- _Required action_:
Report each line of the entries below that includes "ModelSerializer".

Stored items:
------------------------------

PR #530, opened 2024-01-04
Make `HyperlinkedRelatedField(view_name=)` & `HyperlinkedIdentityField(view_name=)` param optional

### LINKED ISSUE #537: Typing for classes inheriting HyperlinkedIdentityField
It seems that the following changes introduced a bug:
https://github.com/typeddjango/djangorestframework-stubs/commit/133e572f08c83c5048a88891686d399e496812f0

It’s possible to not pass any `view_name` to a `HyperlinkedRelatedField` if you create a subclass that will define the `view_name` directly.

For instance:
```python
class BookField(serializers.HyperlinkedRelatedField):
    view_name = 'book-detail'

    def get_queryset(self):
        return Book.objects.all()
```

is valid.
Right now mypy wrongfully complains with:
```
error: Missing positional argument "view_name" in call to "BookField"  [call-arg]
```

Alexerson:
Fixes #537 537


intgr (changes requested):
Thanks! Some allowlist entries can be removed from `scripts/stubtest/allowlist.txt`

See failed job output in https://github.com/typeddjango/djangorestframework-stubs/actions/runs/8345359816/job/22840080240?pr=530

intgr (approved):
Thanks! Sorry for the late review. :)

PR #541, opened 2024-02-13
Fixed `ModelSerializer.build_standard_field(model_field=)` parameter typing

noamkush:
This fixes the annotation for `ModelSerializer.build_standard_field` which takes the field instance and not the type.


intgr (approved):
Thanks, you are correct.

------------------------------

- _Answer space_:
Fixed `ModelSerializer.build_standard_field(model_field=)` parameter typing
This fixes the annotation for `ModelSerializer.build_standard_field` which takes the field instance and not the type.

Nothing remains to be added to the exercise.